Sought to incorporate a social psychology theory into the assessment framework for Large Language Models (LLMs).
Presented a fresh approach to evaluating LLMs.

缺点

The proposed viewpoint is clear and intuitive; however, the scope of the associated research activity and area may be too limited for publication as a full paper in ICLR. It is advisable to expand the content related to the proposed framework, such as detailing ways to use the framework to enhance or more accurately evaluate specific applications.
The connection between the theoretical discourse in Section 3 and the practical methodologies applied in the experimental procedures of Section 4 is somewhat ambiguous.

问题

Figure 5 reveals that none of the models evaluated aligned with the perspectives at the radial extremes of the SVO sphere, namely the Altruistic and Competitive orientations. This could suggest that the models are inherently incapable of aligning with such polarized perspectives, or it may reflect a bias in the evaluation metric that favors moderate values over extreme ones. Further investigation into this phenomenon would be beneficial to ascertain the underlying causes.

审稿意见

评分: 3置信度: 42023-11-02

Paper addresses the value alignment problem in LLMs and proposes to implement social value orientation evaluation from social psychology. Study presented in the paper is generally complete but the chosen objective and problem, the definitions related and the chosen methodolgy are not well supported and is difficult to align.

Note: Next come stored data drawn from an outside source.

PR #5175, opened 2026-08-11
pjmedia: serialize access to the stream RTCP session

sauwming:
## Problem

The stream's `pjmedia_rtcp_session` (`c_strm->rtcp`) is updated from three threads with no mutual exclusion:

- the **RTP receive callback** (ioqueue worker) — `pjmedia_rtcp_rx_rtp2()`, `pjmedia_rtcp_rx_rtcp()`
- the **RTP transmit path** (media clock) — `pjmedia_rtcp_tx_rtp()`
- the **RTCP build path** — `pjmedia_stream_send_rtcp()`, which reads the whole session to build SR/RR

`pjmedia_stream_send_rtcp()` takes the transport group lock, and its comment says that is there to "prevent data race" — but that lock only serializes its own callers. Nothing in the rx/tx paths takes it. With `PJ_IOQUEUE_CALLBACK_NO_LOCK` enabled (the default in `config.h`), the receive callback no longer runs under the ioqueue key lock either, so the last implicit serialization is gone.

TSan on the `pjsua-stress` workload reports this directly. The clearest instance is the RTCP BYE that `pjmedia_stream_destroy()` sends while an rx callback is still in flight on the same stream:

```
Read of size 2 by thread T639 (mutexes: write M0, write M1):
  pjmedia_rtcp_build_rtcp      rtcp.c:1020
  pjmedia_stream_send_rtcp     stream_common.c:652
  send_rtcp                    stream_imp_common.c:257
  pjmedia_stream_destroy       stream.c:2566        <- the RTCP BYE
  pjsua_aud_stop_stream / stop_media_stream / pjsua_call_hangup

Previous write of size 2 by thread T1 (no mutexes):
  pjmedia_rtp_seq_update       rtp.c:364
  pjmedia_rtcp_rx_rtp2         rtcp.c:340
  on_rx_rtp                    stream_imp_common.c:599
  srtp_rtp_cb / call_rtp_cb / ioqueue_dispatch_read_event

Location is heap block allocated by pjmedia_stream_create
```

Across one stress run there were 18 such rx-vs-teardown reports, and every racing address in the 164 reports involving `pjmedia_stream_send_rtcp` was inside the stream's own pool block. By contrast there were **zero** races between transport teardown and the rx callback, so the transport-side synchronization is holding — this is specifically the stream's RTCP session.

These reports are normally invisible: `tests/sanitizers/tsan.supp` starts with a blanket `race:*`.

## Change

Add a per-stream mutex (`pjmedia_stream_common::rtcp_mutex`) for the RTCP session and take it in every path that touches it:

- `on_rx_rtp()` / `on_rx_rtcp()` / `send_keep_alive_packet()` (`stream_imp_common.c`)
- `put_frame_imp()` (`stream.c`) and the video encode paths (`vid_stream.c`)
- the build phase of `pjmedia_stream_send_rtcp()` (`stream_common.c`)
- `pjmedia_stream_common_get_stat()` / `_reset_stat()`, `pjmedia_stream_get_stat_xr()`

`pjmedia_vid_stream_get_stat()` / `_reset_stat()` duplicated the stat copy/reset inline rather than using the common accessors; they now delegate, so they pick up the locking too.

The mutex is a **leaf**: it is only ever acquired innermost and nothing else is acquired while holding it, so it adds no new lock ordering and cannot invert against the transport group lock. In `pjmedia_stream_send_rtcp()` it is held across the send too, because when no SDES/BYE/XR/FB is appended the packet sent is the session's own SR/RR buffer.

`on_rx_rtp()` now snapshots `rtcp.received` under the mutex and uses the snapshot for the two `>= 10` checks, so the RTCP-FB NACK and initial-RR sends happen outside the mutex (`send_rtcp()` takes it itself).

## Validation

- `make` on pjmedia and pjsip: zero warnings (`-Wall`).
- Local `pjsua-stress -n 32 -v 8 -t 4 --duration 45` under ASan (macOS/kqueue): exit 0, no ASan report, ~8.6k streams created/destroyed, timer heap drains to 0.
- CI `stress / tsan` with the `race:*` suppression temporarily lifted, same workload before vs after the first commit:

  | | before | after |
  |---|---|---|
  | stress.log size | 170 MB | 4 MB |
  | data race reports | 9782 | 4039 |
  | `rtcp.c` / `rtp.c` session races | ~90 | ~9 |
  | rx callback vs `pjmedia_stream_destroy` | 18 | **0** |

  The residual `rtcp.c` reports in that run are what prompted the second commit — they were accessors still bypassing the mutex, e.g. `pjsua_call_dump()` reading the stat via `pjmedia_vid_stream_get_stat()` from the hangup thread while `pjmedia_rtcp_rx_rtp2()` wrote it from the ioqueue worker.

  After that second commit, a re-verification run (31456658582) reports **zero** races in `rtcp.c` and `rtp.c`. The only two reports left in those files' call paths are on unrelated fields — `c_strm->dec->paused` in `pjmedia_stream_common_start()` and `c_strm->av_sync_media` in `on_rx_rtcp()` — both pre-existing and out of scope here.

The temporary commit that lifted `race:*` for these measurements has been reverted; this branch now touches pjmedia sources only.

## Relationship to the stress SIGSEGV

The recurring `stress / tsan` crash at `pjmedia_stream_send_rtcp+0x83` is what led here, and it reproduced on this branch — but that is expected: this branch is based on master and does **not** contain #5174.

That crash has since been root-caused, with TSan evidence from this branch's own diagnostic run, to the transport-publication ordering in `pjmedia_vid_stream_create()` that #5174 fixes: `c_strm->transport` is read by an in-flight `on_rx_rtp()` while `pjmedia_vid_stream_create()` is still about to assign it. See #5174 for both sides of the race.

So the two PRs are independent fixes for independent defects, and it is #5174, not this one, that addresses the crash.

## Notes

This is a hot-path locking change in core media (one extra mutex per RTP packet on rx and tx), so it deserves a careful look. The alternative — reusing the transport group lock in the rx/tx paths — was rejected because the rx callback's prologue also publishes events and logs, and holding the transport group lock across those risks deadlock. Reordering `detach()` before the BYE in destroy was also rejected: `transport_send_rtcp2()` returns early on `!udp->started` and detach clears `started`, so the BYE would be silently dropped.

Co-Authored-By Claude Code

### DIFF
--- a/.github/workflows/ci-linux.yml
+++ b/.github/workflows/ci-linux.yml
@@ -831,7 +831,9 @@ jobs:
     - name: run pjsua-stress
       run: |
         set -eo pipefail
-        export TSAN_OPTIONS="suppressions=$GITHUB_WORKSPACE/tests/sanitizers/tsan.supp halt_on_error=1"
+        # TEMPORARY - DO NOT MERGE: report every race instead of aborting on the
+        # first one, so the fixed race can be confirmed absent.
+        export TSAN_OPTIONS="suppressions=$GITHUB_WORKSPACE/tests/sanitizers/tsan.supp halt_on_error=0 history_size=4"
         ARCH=$(make --no-print-directory -s infotarget)
         cd pjsip/bin
         # Run in the background (log streamed to the console by tail) so a
--- a/.github/workflows/ci-linux.yml
+++ b/.github/workflows/ci-linux.yml
@@ -831,9 +831,7 @@ jobs:
     - name: run pjsua-stress
       run: |
         set -eo pipefail
-        # TEMPORARY - DO NOT MERGE: report every race instead of aborting on the
-        # first one, so the fixed race can be confirmed absent.
-        export TSAN_OPTIONS="suppressions=$GITHUB_WORKSPACE/tests/sanitizers/tsan.supp halt_on_error=0 history_size=4"
+        export TSAN_OPTIONS="suppressions=$GITHUB_WORKSPACE/tests/sanitizers/tsan.supp halt_on_error=1"
         ARCH=$(make --no-print-directory -s infotarget)
         cd pjsip/bin
         # Run in the background (log streamed to the console by tail) so a
--- a/pjmedia/include/pjmedia/stream_common.h
+++ b/pjmedia/include/pjmedia/stream_common.h
@@ -87,6 +87,10 @@ typedef struct pjmedia_stream_common
     unsigned                 jb_last_frm_cnt;/**< Last JB frame type counter*/
 
     pjmedia_rtcp_session     rtcp;          /**< RTCP for incoming RTP.     */
+    pj_mutex_t              *rtcp_mutex;    /**< Protects rtcp session, which
+                                                 is updated from the RTP tx,
+                                                 RTP/RTCP rx, and RTCP build
+                                                 paths concurrently.        */
 
     pj_uint32_t              rtcp_last_tx;  /**< RTCP tx time in timestamp  */
     pj_timestamp             rtcp_fb_last_tx;/**< Last RTCP-FB tx time.     */
--- a/pjmedia/src/pjmedia/stream.c
+++ b/pjmedia/src/pjmedia/stream.c
@@ -2726,7 +2726,10 @@ PJ_DEF(pj_status_t) pjmedia_stream_get_stat_xr( const pjmedia_stream *stream,
     PJ_ASSERT_RETURN(stream && stat, PJ_EINVAL);
 
     if (c_strm->rtcp.xr_enabled) {
+        pj_mutex_t *mutex = ((pjmedia_stream_common*)c_strm)->rtcp_mutex;
+        pj_mutex_lock(mutex);
         pj_memcpy(stat, &c_strm->rtcp.xr_session.stat, sizeof(pjmedia_rtcp_xr_stat));
+        pj_mutex_unlock(mutex);
         return PJ_SUCCESS;
     }
     return PJ_ENOTFOUND;
--- a/pjmedia/src/pjmedia/stream.c
+++ b/pjmedia/src/pjmedia/stream.c
@@ -1305,9 +1305,11 @@ static pj_status_t put_frame_imp( pjmedia_port *port,
     }
 
     /* Update stat */
+    pj_mutex_lock(c_strm->rtcp_mutex);
     pjmedia_rtcp_tx_rtp(&c_strm->rtcp, (unsigned)frame_out.size);
     c_strm->rtcp.stat.rtp_tx_last_ts = pj_ntohl(c_strm->enc->rtp.out_hdr.ts);
     c_strm->rtcp.stat.rtp_tx_last_seq = pj_ntohs(c_strm->enc->rtp.out_hdr.seq);
+    pj_mutex_unlock(c_strm->rtcp_mutex);
 
 #if defined(PJMEDIA_STREAM_ENABLE_KA) && PJMEDIA_STREAM_ENABLE_KA!=0
     /* Update time of last sending packet. */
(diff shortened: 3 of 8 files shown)


sauwming:
Closing this. It fixes a real race, but not one worth the cost — and not the one it was opened to chase.

## Why it was opened

The recurring `stress / tsan` SIGSEGV at `pjmedia_stream_send_rtcp+0x83` led to a TSan run with the blanket `race:*` suppression lifted. That surfaced 18 reports of `pjmedia_stream_destroy()` building the RTCP BYE while an in-flight `on_rx_rtp()` mutated the same `pjmedia_rtcp_session`, with no mutual exclusion. This PR serialized that session behind a per-stream mutex, and it did work: those reports went to zero, and `rtcp.c` / `rtp.c` races went from ~90 to 0.

## Why it is being closed

**1. It does not fix the crash.** That has since been root-caused to a different defect, fixed in #5174: `pjmedia_vid_stream_create()` publishes `c_strm->transport` *after* `pjmedia_transport_attach2()`, so an rx callback delivered in that window reads a NULL transport. TSan caught both accesses on the same address — the write at `vid_stream.c:1937` and the read at `stream_common.c:655`, the latter being the faulting instruction, with the crash stack frame for frame. The crash also reproduced twice on this branch, which is based on master and lacks #5174.

**2. It regressed CI.** The mutex was held across `pjmedia_transport_send_rtcp()`, and the loop transport delivers to its attached users inline — so the send re-entered the stream's rx callbacks on the same thread and self-deadlocked on a non-recursive mutex. Three pjmedia jobs timed out at one hour. The same mistake applied to `on_rx_rtcp()`, which held the mutex across `pjmedia_rtcp_rx_rtcp()`; that publishes `PJMEDIA_EVENT_RX_RTCP_FB` synchronously from `parse_rtcp_fb()`, and a subscriber can send RTCP from the callback. Both violate the project's own rule about not invoking callbacks while holding a mutex.

**3. Fixing that shrank what it delivers.** Making the mutex a genuine leaf meant dropping the `rx_rtcp` coverage entirely, so RTCP receive updates are no longer serialized against the build path. What is left is a mutex on the per-RTP-packet rx and tx paths, buying consistency on statistics counters — fields that can be torn but cannot fault, since no pointers are involved.

## What remains true, for the record

The race is real and still present on master:

```
Read of size 2 by thread T639:
  pjmedia_rtcp_build_rtcp      rtcp.c:1020
  pjmedia_stream_send_rtcp     stream_common.c:652
  send_rtcp                    stream_imp_common.c:257
  pjmedia_stream_destroy       stream.c:2566        <- the RTCP BYE
  pjsua_aud_stop_stream / stop_media_stream / pjsua_call_hangup

Previous write of size 2 by thread T1 (no mutexes):
  pjmedia_rtp_seq_update       rtp.c:364
  pjmedia_rtcp_rx_rtp2         rtcp.c:340
  on_rx_rtp                    stream_imp_common.c:599
  srtp_rtp_cb / call_rtp_cb / ioqueue_dispatch_read_event
```

The comment in `pjmedia_stream_send_rtcp()` says the transport group lock is taken there to "prevent data race", but that lock only serializes that function's own callers; nothing in the rx/tx paths takes it. With `PJ_IOQUEUE_CALLBACK_NO_LOCK` defaulting to 1, the rx callback no longer runs under the ioqueue key lock either, so the last implicit serialization is gone.

Doing this properly means deferring the event publish out of `pjmedia_rtcp_rx_rtcp()` first, then serializing the whole session — a change to `rtcp.c`'s contract, worth making deliberately rather than bolting a lock onto the callers.

Also worth noting separately: `tests/sanitizers/tsan.supp` begins with `race:*`, which hides this entire class of report. Three defects found in this investigation were invisible under it; the job only ever surfaced a bare fault address.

A revision on clarifying the objectives and motivation will help better assess the paper and its results.

优点

Introduces new approach to evaluate value alignment in LLMs

缺点

The object of the study and chosen methodology do not align. The related work to the paper is not well connected. Paper's area of study in psychology and how the chosen terminology is adapted is not well supported.

问题

Does heterogeneity really define the relativity in importance of weights to specific features in values? How does subjectivity and the definition of heterogeneity described in the introduction overlap logically?